PR #2592, opened 2024-07-31
chore(components/config): cleanup code

samueltardieu:
Cleanup code by using `Option::is_some_and()` and `Option::as_deref()` instead of recoding them.

Sanity check:

## Code changes

### DIFF
--- a/components/config/src/config/taxonomies.rs
+++ b/components/config/src/config/taxonomies.rs
@@ -32,18 +32,10 @@ impl Default for TaxonomyConfig {
 
 impl TaxonomyConfig {
     pub fn is_paginated(&self) -> bool {
-        if let Some(paginate_by) = self.paginate_by {
-            paginate_by > 0
-        } else {
-            false
-        }
+        self.paginate_by.is_some_and(|paginate_by| paginate_by > 0)
     }
 
     pub fn paginate_path(&self) -> &str {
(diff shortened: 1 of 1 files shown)


components/config/src/config/taxonomies.rs
```diff
@@ -32,18 +32,10 @@ impl Default for TaxonomyConfig {
 
 impl TaxonomyConfig {
     pub fn is_paginated(&self) -> bool {
-        if let Some(paginate_by) = self.paginate_by {
-            paginate_by > 0
-        } else {
-            false
-        }
+        self.paginate_by.is_some_and(|paginate_by| paginate_by > 0)
```
Keats, line 35: TIL about `is_some_and`

Keats (approved):
Thanks!

components/config/src/config/taxonomies.rs
samueltardieu: The method name is explicit but uncommon. It is often called `exists()` ([for example in Scala](https://www.scala-lang.org/api/2.13.3/scala/Option.html#exists(p:A=%3EBoolean):Boolean)) in other functional languages, because it can be applied to construct of more than one element, such as lists, with the same semantics.

I've also seen `self.paginate_by.into_iter().any(|paginate_by| paginate_by > 0)`  used before `is_some_and()` was introduced.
□ □ □ □ □ □ □
* _Your instructions_: Respond with only the number of lines in the records that include the word "Keats".

* _Solution to the problem_: 2